Elle posa son sac de sport au sol et alla se servir un verre d’eau dans la petite cuisine attenante au salon.
Il y avait des jours où faire preuve d’optimisme était difficile. Elle n’était pourtant pas quelqu’un de négatif, mais ces derniers mois, elle avait l’impression que la vie s’acharnait contre elle, un peu comme si elle estimait qu’elle lui avait offert son content de bonheur, qu’elle lui avait trop donné trop vite et que maintenant elle ne devait plus rien attendre d’elle.
Denise secoua la tête. Ce n’était pas la peine de se flageller ainsi. C’était une mauvaise passe. Tout le monde en traversait au moins une au cours de sa vie. Ça passera ! Elle appellerait Monsieur Fotso, son bailleur, et il ferait réparer la fuite. Quant à sa matinée d’entraînement perdue à cause d’une énième coupure de courant, eh bien... elle la rattraperait ce soir ou demain en se levant plus tôt encore. Il le fallait de toutes les façons. Elle ne pouvait se permettre de s’apitoyer sur son sort. Après six mois d’inactivité et des finances au plus bas, elle avait plus que jamais besoin de se sortir la tête de l’eau.
De retour dans le séjour, elle récupéra ses habits sales dans le sac et se dirigea vers la salle de bain.
Elle grimaça en voyant son reflet dans le miroir. Il était plus que temps qu’elle rafraîchisse sa coiffure et sa couleur. Peut-etre qu’elle devrait essayer l’acajou cette fois-ci ? Ça la changerait du blond cendré qu’elle portait depuis un bon moment. Elle en était là de ses réflexions quand elle entendit son téléphone sonner dans le salon. Un sourire fleurit sur ses lèvres comme elle reconnaissait la sonnerie personnalisée.
— Hé Pupuce ! C’est comment ? Dit-elle aussitôt après avoir décroché
— On est là. C’est à moi de te poser la question. Comment était ta séance aujourd’hui ?
— Franchement très bien, jusqu’à ce que qu’ENEO fasse des siennes.
— Vraiment... l’énergie noire et obscure là, on va même faire comment ?
— Je pensais pourtant qu’en louant le local en plein Bastos, je serai au moins épargnée. Tu parles !
— Vraiment ! Assia, ma belle. Sinon, tu n’as plus eu de douleur comme la dernière fois ?
Denise fit machinalement pivoter sa cheville droite.
— Non, plus du tout heureusement. Ma kiné m’a dit que ça pouvait être aussi liée à l’appréhension. En tout cas, je rentre dans le dur la semaine prochaine.
— Je ferai tout pour être là à ton premiers cours. Il faut que je m’arrange avec la nounou pour qu’elle me gère les enfants.
— Si tu n’y arrives pas, ce n’est pas grave hein ? Tu as déjà fait tellement pour moi Eloïse.
— Arrête avec ça ! Est-ce qu’on est amis pour les beignets ? Je te sers à quoi si je ne suis pas là pour te soutenir quand tu es dans les difficultés ?
— Je sais même ? Répliqua Denise en souriant.
— Voilà ! Je serai là un point c’est tout. Au fait, tu as décidé quoi finalement pour le repas familial ?

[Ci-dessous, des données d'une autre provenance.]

PR #335, opened 2023-10-09
Feat array contains

abnegate:
- Allow querying array contents using `Query::contains`


src/Database/Adapter/MariaDB.php
```diff
@@ -218,7 +218,7 @@ public function createAttribute(string $collection, string $id, string $type, in
         $type = $this->getSQLType($type, $size, $signed);
 
         if ($array) {
-            $type = 'LONGTEXT';
+            $type = 'JSON';
```
fogelito, line 221: We will have to migrate this on Appwrite

src/Database/Adapter/MariaDB.php
```diff
@@ -246,7 +246,7 @@ public function updateAttribute(string $collection, string $id, string $type, in
         $type = $this->getSQLType($type, $size, $signed);
 
         if ($array) {
```
fogelito, line 248: Should it be possible to switch between array attributes and nonarray attributes?

tests/Database/Base.php
```diff
@@ -1845,7 +1846,7 @@ public function testFindContains(): void
          * Array contains OR condition
          */
         $documents = static::getDatabase()->find('movies', [
-            Query::contains('generes', ['comics', 'kids']),
+            Query::contains('genres', ['comics', 'kids']),
```
fogelito, line 1849: Will Query::contains on nonarray attribute should throw an Exception?

src/Database/Adapter/MariaDB.php
abnegate: In future we can allow it, it won't work for now even in main. It will throw an error when you try change from `LONGTEXT` to `TEXT` without manually truncating the contents if they're too long

tests/Database/Base.php
abnegate: Not sure about this one 🤔 I think it should, the other option could be treating it as `LIKE` on a non-array attribute?

src/Database/Adapter/MariaDB.php
fogelito: OK
BTW On MariaDB when trying to create a Json Attribute it does this under the hood:
`genres` longtext CHARACTER SET utf8mb4 COLLATE utf8mb4_bin DEFAULT NULL CHECK (json_valid(`genres`))
While in Mysql it is really a JSON field

src/Database/Adapter/MariaDB.php
fogelito: OK
Just saw on MariaDB when trying to create a JSON attribute, It creates this:
genres **longtext** CHARACTER SET utf8mb4 COLLATE utf8mb4_bin DEFAULT NULL CHECK (json_valid(genres))
While in Mysql it is really a JSON field

src/Database/Adapter/MariaDB.php
fogelito: ok!

tests/Database/Base.php
fogelito: I think we should add a test for :)

fanatic75 (approved):
LGTM!

tests/Database/Base.php
fogelito: I tested a query on 
$documents = static::getDatabase()->find('movies', [
                Query::contains('name', ['captain']),
            ]);
            No errors but no results

src/Database/Adapter/MariaDB.php
abnegate: Hmm so we won't need a migration for MariaDB but will for MySQL.. this is a new problem 😅

fogelito: Maybe we can save it as Text + create a key / value Collection for search?

tests/Database/Base.php
abnegate: Fixed :+1:

PR #337, opened 2023-10-10
Feat query metadata

abnegate:
- Allow transforming queries per event
- Add method to set metadata on the database which will be added to queries as comments

### DIFF
--- a/src/Database/Adapter.php
+++ b/src/Database/Adapter.php
@@ -22,6 +22,13 @@ abstract class Adapter
      */
     protected array $debug = [];
 
+    /**
+     * @var array<string, array<callable>>
+     */
+    protected array $transformations = [
+        '*' => [],
+    ];
+
     protected static ?int $timeout = null;
 
     /**
@@ -133,6 +140,37 @@ abstract class Adapter
         }
 
         return $this->defaultDatabase;
+    }
+
+
+    /**
+     * Apply a transformation to a query before an event occurs
+     *
+     * @param string $event
+     * @param string $name
+     * @param ?callable $callback
+     * @return self
+     */
+    public function before(string $event, string $name = '', ?callable $callback = null): self
+    {
+        if (!isset($this->transformations[$event])) {
+            $this->transformations[$event] = [];
+        }
+        $this->transformations[$event][$name] = $callback;
+
+        return $this;
+    }
+
+    protected function trigger(string $event, mixed $query): mixed
+    {
+        foreach ($this->transformations[Database::EVENT_ALL] as $callback) {
+            $query = $callback($query);
+        }
+        foreach (($this->transformations[$event] ?? []) as $callback) {
+            $query = $callback($query);
+        }
+
+        return $query;
     }
 
     /**
--- a/src/Database/Adapter.php
+++ b/src/Database/Adapter.php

— Je n’y vais pas, je vais profiter pour travailler sur mon projet de spectacle, répondit elle en s’asseyant sur son canapé, une jambe repliée sous elle. Et puis, la dernière chose dont j’ai envie, c’est d’une prise de tête avec ma mère.
— Weee Denise toi aussi ! Change un peu non ?
— Pardon, laisse-moi ! Tu fais comme si tu ne connaissais pas Madame Rita.
Comme à chaque fois qu’elle l’entendait appeler sa mère de cette façon, Eloïse éclata de rire dans le combiné, lui arrachant un sourire. Son amie avait été aux premières loges lorsqu’elle donné ce surnom à sa mère alors qu’elle n’était âgée que de huit ans. C’était en référence à leur institutrice en classe de CE1 qui était d’une sévérité légendaire, tout comme Rita Moyo.
— Tu m’as dit que Samy sera là, non ? Il va jouer les tampons, argumenta encore Eloïse.
— Ouais, mais non, je reste pépère chez moi...
En raccrochant quelques instants plus tard, elle avait le sourire aux lèvres et son humeur ombrageuse liée à son entraînement avorté était définitivement partie.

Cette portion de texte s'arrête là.